--- WORK REQUIRED ---
Output only the stretch of the listing that starts at the line containing "1. **Validates before" and ends at the line containing "- **router**: non-trivial", reproduced exactly with both ends.

··· DATA PROVIDED

Issue #318, opened 2021-03-25
pagerduty_team_membership cause slowness to terraform plan due to large list of team members in some teams


maxchen-000:
We have some teams with large amount of users in it. For example, we have a team called "STAKEHOLDER" that have about  1500+ users in it. When we used "pagerduty_team_membership" to create the team membership and run terraform plan, it tried to use the https://api.pagerduty.com/teams/{id}/members api to check if that user exist in that team and which role it has as part of the terraform plan. Because it has to list all users of that team to find that 1 particular user for every user, it's very slow. For example, it need to do a minimum of 15 api calls to list all 1500 users for that team using the limit of 100 (which is the PD api max limit) to list all 1500 users, then check and find if that user exist in that team. Since we have 1500 users in that team and we have 1500 "pagerduty_team_membership" terraform resources created for this. It need to make about 15*1500=22,500 minimum calls for terraform plan that we run each time. This number goes up to 90,000 if it's suing the default limit of 25. This is taking about 1 hour to run, which is very inefficient. There need to be a dedicated api to check if a user belong to a team with a particular membership so that it only need to make a single call to check team membership

### Terraform Version
Terraform v0.13.4
pagerduty v1.9.4

### Affected Resource(s)
pagerduty_team_membership

### Terraform Configuration Files
```hcl
resource "pagerduty_team_membership" "user1-STAKEHOLDER" {
   user_id = pagerduty_user.user1.id
   team_id = data.pagerduty_team.STAKEHOLDER.id
   role = "observer"
}
```

pridumre:
@maxchen-000  did you got any workaround for this issue?
we have similar issue for this https://github.com/PagerDuty/terraform-provider-pagerduty/issues/709

maxchen-000:
no, we just let it run for 1-2 hours until it's complete

PR #1108, opened 2026-03-25
Add opt-in cache for large team membership reads

yoshi-taka:
## Summary

This PR adds an opt-in in-memory cache for `pagerduty_team_membership` reads to reduce repeated `/teams/{id}/members` list calls for large teams.

This is intended to address the scaling problem described in #318, where `terraform plan` / refresh becomes very slow when a single team has a large number of memberships managed as individual `pagerduty_team_membership` resources.

The cache is enabled only when `PAGERDUTY_ENABLE_TEAM_MEMBERSHIP_READ_CACHE=1` is set.

## Background

Today, each `pagerduty_team_membership` read walks the team members list from the beginning until it finds the target user. For large teams, and especially when many resources share the same `team_id`, this causes the provider to re-read the same paginated team member list many times during a single refresh.

This PR changes the steady-state read path so that, when enabled, memberships for the same team share a single snapshot within the same Terraform run.

## What changed

- add a dedicated read-path helper for `pagerduty_team_membership`
- add an opt-in in-memory cache for team membership reads
- make cache access concurrency-safe and deduplicate in-flight snapshot fetches for the same team
- share one team snapshot across repeated steady-state reads for the same team
- invalidate the cached snapshot after `Create`, `Update`, and `Delete`
- bypass the cache for post-write verification reads
- add unit tests for cache reuse, invalidation, pagination, missing members/teams, and fetch error recovery

## Performance impact

Without this cache, if you have many membership resources for a single team, Terraform may walk the same paginated team-members list repeatedly during refresh/plan. With the cache enabled, steady-state reads for that team share a single snapshot fetch within the same provider process.

This changes the repeated-read pattern from roughly `O(resources * pages)` to `O(pages)` per team for steady-state reads, which should significantly reduce API rate-limit pressure and execution time for large teams.

## Cache scope

This is a short-lived in-memory cache scoped to a single Terraform provider process. It is only used within one Terraform run and is not persisted across separate plan/apply executions.

## Why this is opt-in

I kept this behind `PAGERDUTY_ENABLE_TEAM_MEMBERSHIP_READ_CACHE=1` instead of enabling it by default because the optimization is specifically aimed at accounts with very large teams and many `pagerduty_team_membership` resources sharing the same `team_id`.

There is an explicit tradeoff here:

- for large teams with many memberships, sharing a single team snapshot can dramatically reduce repeated list calls
- for small teams, or for configurations with only one/few membership resources, this can be slower
- the reason is that the snapshot path reads the full team member list, while the existing behavior can stop early as soon as the target user is found

Because of that tradeoff, I chose to keep the current behavior as the default and make the cache an opt-in feature for users who already know they are hitting this scaling problem.

## Scope

This PR only changes the `pagerduty_team_membership` read path. Similar list-based read patterns in other resources are out of scope for this change.

## Testing

- added unit tests covering cache reuse, invalidation, pagination, missing members/teams, and fetch error recovery
- verified the Go test suite locally
- I have not yet run a manual large-team performance comparison against a real PagerDuty account, and I do not currently have access to a suitable PagerDuty account with teams for end-to-end Terraform verification

## References

- Relates to #318

### DIFF
--- a/pagerdutyplugin/resource_pagerduty_team_membership.go
+++ b/pagerdutyplugin/resource_pagerduty_team_membership.go
@@ -4,7 +4,6 @@ import (
 	"context"
 	"fmt"
 	"log"
-	"net/http"
 	"net/url"
 	"strings"
 	"time"
@@ -24,7 +23,9 @@ import (
 	"github.com/hashicorp/terraform-plugin-sdk/v2/helper/retry"
 )
 
-type resourceTeamMembership struct{ client *pagerduty.Client }
+type resourceTeamMembership struct {
+	client *pagerduty.Client
+}
 
 var (
 	_ resource.ResourceWithConfigure   = (*resourceTeamMembership)(nil)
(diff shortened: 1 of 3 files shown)


imjaroiswebdev:
Addressed by #1111

PR #1109, opened 2026-04-06
Validates existing config before create to prevent accidental overwrites

cjgajard:
This PR adds pre-creation validation to all four \`pagerduty_event_orchestration_path_*\` resources to prevent accidental overwrites of existing orchestration configurations.

## Problem

When creating any orchestration path resource without first importing it, users could inadvertently overwrite existing PagerDuty configurations that were created outside Terraform. This leads to unexpected data loss and requires manual recovery.

## Solution

Extracted a shared \`checkExistingOrchestrationPathConfig\` function (called from both \`CustomizeDiff\` and \`resourceCreate\`) that:

1. **Validates before CREATE**: Fetches the current path configuration and blocks creation if non-trivial content already exists.
2. **Detects meaningful configuration per path type**:
   - **router**: non-trivial when catch_all routes somewhere other than \`unrouted\`, or any rules are present.
   - **global / service / unrouted**: non-trivial when catch_all has any action field set (severity, priority, annotations, automation actions, etc.) or when any rules exist. The \`suppress=true\` default that the API injects on the unrouted path is excluded from the trivial check.
3. **Provides clear guidance**: Returns a descriptive error with the exact \`terraform import\` command to resolve the conflict.
4. **Handles orphaned service resources**: Treats a 403 response (returned instead of 404 when the parent service is deleted) as "no existing config" for the service path type only.
5. **Preserves existing behavior**: Only runs during CREATE; imports and updates proceed normally.

The check retries API calls for 5 seconds to handle transient failures.

## Resources updated

- \`pagerduty_event_orchestration_service\`
- \`pagerduty_event_orchestration_global\`
- \`pagerduty_event_orchestration_router\`
- \`pagerduty_event_orchestration_unrouted\`

## Documentation

Each resource doc page gains an import-hint note explaining how to resolve the overwrite-guard error.

## Testing

Acceptance tests covering the overwrite-guard behavior were added for all four resource types (see \`TestAccPagerDutyEventOrchestrationPath*_OverwriteGuard\` in each \`*_test.go\` file). Each test:
1. Creates a fresh resource so the orchestration exists in state.
2. Removes it from Terraform state (triggering a DELETE/reset), then injects non-trivial configuration out-of-band via the API.
3. Runs \`terraform plan\` only (\`PlanOnly: true\`) and asserts the error fires from \`CustomizeDiff\` before any write reaches the API.

### DIFF
--- a/pagerduty/event_orchestration_path_util.go
+++ b/pagerduty/event_orchestration_path_util.go
@@ -448,7 +448,13 @@ func checkExistingOrchestrationPathConfig(ctx context.Context, client *pagerduty
 		path, _, err := client.EventOrchestrationPaths.GetContext(ctx, orchID, pathType)
 		if err != nil {
 			if isErrCode(err, http.StatusForbidden) {
-				return nil
+				// For service paths the API returns 403 (not 404) when the parent
+				// service has been deleted; treat it as "no existing config".
+				// For other path types a 403 is a real permission error.
+				if pathType == "service" {
+					return nil
+				}
+				return retry.NonRetryableError(err)
 			}
 			if isErrCode(err, http.StatusBadRequest) {
 				return retry.NonRetryableError(err)
@@ -483,7 +489,10 @@ func checkExistingOrchestrationPathConfig(ctx context.Context, client *pagerduty
 	} else {
 		if existingPath.CatchAll != nil && existingPath.CatchAll.Actions != nil {
 			a := existingPath.CatchAll.Actions
-			if a.Suppress || a.DropEvent || a.Priority != "" || a.Severity != "" ||
+			// The unrouted path always has suppress=true set by the API; exclude it
+			// from the trivial check so a fresh orchestration is never falsely blocked.
+			suppressNonTrivial := a.Suppress && pathType != "unrouted"
+			if suppressNonTrivial || a.DropEvent || a.Priority != "" || a.Severity != "" ||
 				a.EventAction != "" || a.Annotate != "" || a.RouteTo != "" ||
 				a.Suspend != nil || a.EscalationPolicy != nil ||
 				len(a.Variables) > 0 || len(a.Extractions) > 0 ||
--- a/pagerduty/event_orchestration_path_util.go
+++ b/pagerduty/event_orchestration_path_util.go
@@ -3,8 +3,11 @@ package pagerduty
 import (
 	"context"
 	"fmt"
+	"net/http"
+	"time"
 
 	"github.com/hashicorp/terraform-plugin-sdk/v2/diag"
+	"github.com/hashicorp/terraform-plugin-sdk/v2/helper/retry"
 	"github.com/hashicorp/terraform-plugin-sdk/v2/helper/schema"
 	"github.com/heimweh/go-pagerduty/pagerduty"
 )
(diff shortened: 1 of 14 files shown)


pagerduty/event_orchestration_path_util.go
```diff
@@ -434,6 +437,88 @@ func convertEventOrchestrationPathWarningsToDiagnostics(warnings []*pagerduty.Ev
...
+			a := existingPath.CatchAll.Actions
+			// The unrouted path always has suppress=true set by the API; exclude it
+			// from the trivial check so a fresh orchestration is never falsely blocked.
+			suppressNonTrivial := a.Suppress && pathType != "unrouted"
+			if suppressNonTrivial || a.DropEvent || a.Priority != "" || a.Severity != "" ||
+				a.EventAction != "" || a.Annotate != "" || a.RouteTo != "" ||
+				a.Suspend != nil || a.EscalationPolicy != nil ||
+				len(a.Variables) > 0 || len(a.Extractions) > 0 ||
+				len(a.AutomationActions) > 0 || len(a.PagerdutyAutomationActions) > 0 ||
+				len(a.IncidentCustomFieldUpdates) > 0 {
```
metavida, line 504: **Not a Blocker:** I worry that as we enhance the Event Orchestration product in the future that it'll be easy to forget to update this portion of code when we add support for a new type of Action. I don't immediately have a good solution in mind but figured I'd mention the concern in case you had an idea.

website/docs/r/event_orchestration_global.html.markdown
```diff
@@ -173,7 +173,8 @@ The following attributes are exported:
 
 Global Orchestration can be imported using the `id` of the Event Orchestration, e.g.
 
-
 ```
 $ terraform import pagerduty_event_orchestration_global.global 1b49abe7-26db-4439-a715-c6d883acfb3e
 ```
+
+-> **Note:** If Terraform reports an error like _"has existing configuration that might be overwritten; please import this resource before creating it"_, the global orchestration path already has rules or non-default catch-all settings that Terraform does not yet manage. Run the import command above to bring that existing configuration into your Terraform state, then re-run `terraform apply`.
```
metavida, line 180: **Kudos:** I hadn't seen the `->` syntax before in Markdown/Terraform docs but did confirm that it's used elsewhere to good effect!

https://github.com/PagerDuty/terraform-provider-pagerduty/blob/95cf9d8b41aaa7f90df29938789aa8abc3fc3212/website/docs/guides/migrate-schedule-to-schedulev2.html.markdown#L27-L29

Image

via https://registry.terraform.io/providers/PagerDuty/pagerduty/latest/docs/guides/migrate-schedule-to-schedulev2

pagerduty/event_orchestration_path_util.go
```diff
@@ -434,6 +437,88 @@ func convertEventOrchestrationPathWarningsToDiagnostics(warnings []*pagerduty.Ev
...
+	var existingPath *pagerduty.EventOrchestrationPath
+
+	retryErr := retry.RetryContext(ctx, 5*time.Second, func() *retry.RetryError {
+		path, _, err := client.EventOrchestrationPaths.GetContext(ctx, orchID, pathType)
+		if err != nil {
+			if isErrCode(err, http.StatusForbidden) {
+				// For service paths the API returns 403 (not 404) when the parent
+				// service has been deleted; treat it as "no existing config".
+				// For other path types a 403 is a real permission error.
+				if pathType == "service" {
```
metavida, line 454: **Kudos:** Great work spotting these type-specific behavior differences **and** documenting them well.

metavida (commented):
I don't see any hard blockers! A few notes:

1. The PR description is out of date vs the actual implementation (e.g. PR description only mentions `pagerduty_event_orchestration_path_service` but this PR correctly updates all `pagerduty_event_orchestration_path_*` resources)
2. I have **not** done any QA on this PR to confirm things actually work. My assumption is that you've done this QA yourself but I haven't directly seen any of the QA evidence so I wanted to mention it. Things I'd love to have confirmation about:
    1. How does the error actually present to users?
    2. Does the error apply both to `terraform plan` and `terraform apply`?
    3. Do updates to existing `pagerduty_event_orchestration_path_*` resources actually still work?

All that said, as I read through the code it makes sense to me!!

cjgajard (commented):
Thanks for the thorough review!

**PR description** — updated to cover all four path types, document the per-type trivial/non-trivial logic, and describe the test structure.

**Exhaustiveness of the action-field check** — added a comment in `checkExistingOrchestrationPathConfig` naming the SDK struct (`EventOrchestrationPathRuleActions`) that the check mirrors, with an explicit note that `DynamicRouteTo` is intentionally absent (router-only; the API never sets it on non-router catch_all). That comment should serve as the "update me" signal when new action fields land in go-pagerduty.

**QA evidence** — addressing your three questions directly:

1. **How does the error present?** It surfaces as a Terraform plan-time error (from `CustomizeDiff`) with the message: `"the <type> orchestration (ID: <id>) has existing configuration that might be overwritten; please import this resource before creating it using: terraform import <resource_type>.<resource_name> <id>"`. The `PlanOnly: true` step in each `_OverwriteGuard` acceptance test exercises this exact path and asserts the error text.

2. **Does it apply to both `terraform plan` and `terraform apply`?** Yes. The check runs in `CustomizeDiff`, which Terraform invokes during both plan and apply. It also runs at the top of each `resourceCreate` function as a second line of defence (catches the apply-without-prior-plan edge case). The acceptance test uses `PlanOnly: true` to confirm the plan-time firing; apply would be blocked by the same `CustomizeDiff` call.

3. **Do updates to existing resources still work?** Yes. All four `customizeDiff` functions guard with `if diff.Id() != "" { return nil }`, so the check is skipped entirely for any resource that already exists in state. The pre-existing `Basic` acceptance tests for each resource type exercise multi-step in-place updates and confirm no regression.

imjaroiswebdev (approved):

PR #1112, opened 2026-04-15
Add SizeAtMost(1) validator to use_app_oauth_scoped_token block

guineveresaenger:
According to https://developer.hashicorp.com/terraform/plugin/framework/migrating/attributes-blocks/blocks, when migrating the schema config block to Plugin Framework, a size validator is needed to reflect the equivalent of `MaxItems: 1` in the [corresponding SDKv2 block](https://github.com/akamai/terraform-provider-akamai/blob/9dbd942f4a48cfdb27448fe7809305ece6783453/pkg/akamai/sdk_provider.go#L38).

We discovered this downstream when consuming the Plugin Framework schema, and our model inaccurately did not flatten the config block.

Thank you for considering this pull request!

Refs:
- pulumi/pulumi-pagerduty#569 (downstream bug report)

### DIFF
--- a/pagerdutyplugin/provider.go
+++ b/pagerdutyplugin/provider.go
@@ -8,12 +8,14 @@ import (
 	"strings"
 
 	"github.com/PagerDuty/go-pagerduty"
+	"github.com/hashicorp/terraform-plugin-framework-validators/listvalidator"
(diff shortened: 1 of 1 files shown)


cjgajard (approved):
LGTM!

······

--- RESPONSE TO THIS TASK ---
1. **Validates before CREATE**: Fetches the current path configuration and blocks creation if non-trivial content already exists.
2. **Detects meaningful configuration per path type**:
   - **router**: non-trivial when catch_all routes somewhere other than \`unrouted\`, or any rules are present.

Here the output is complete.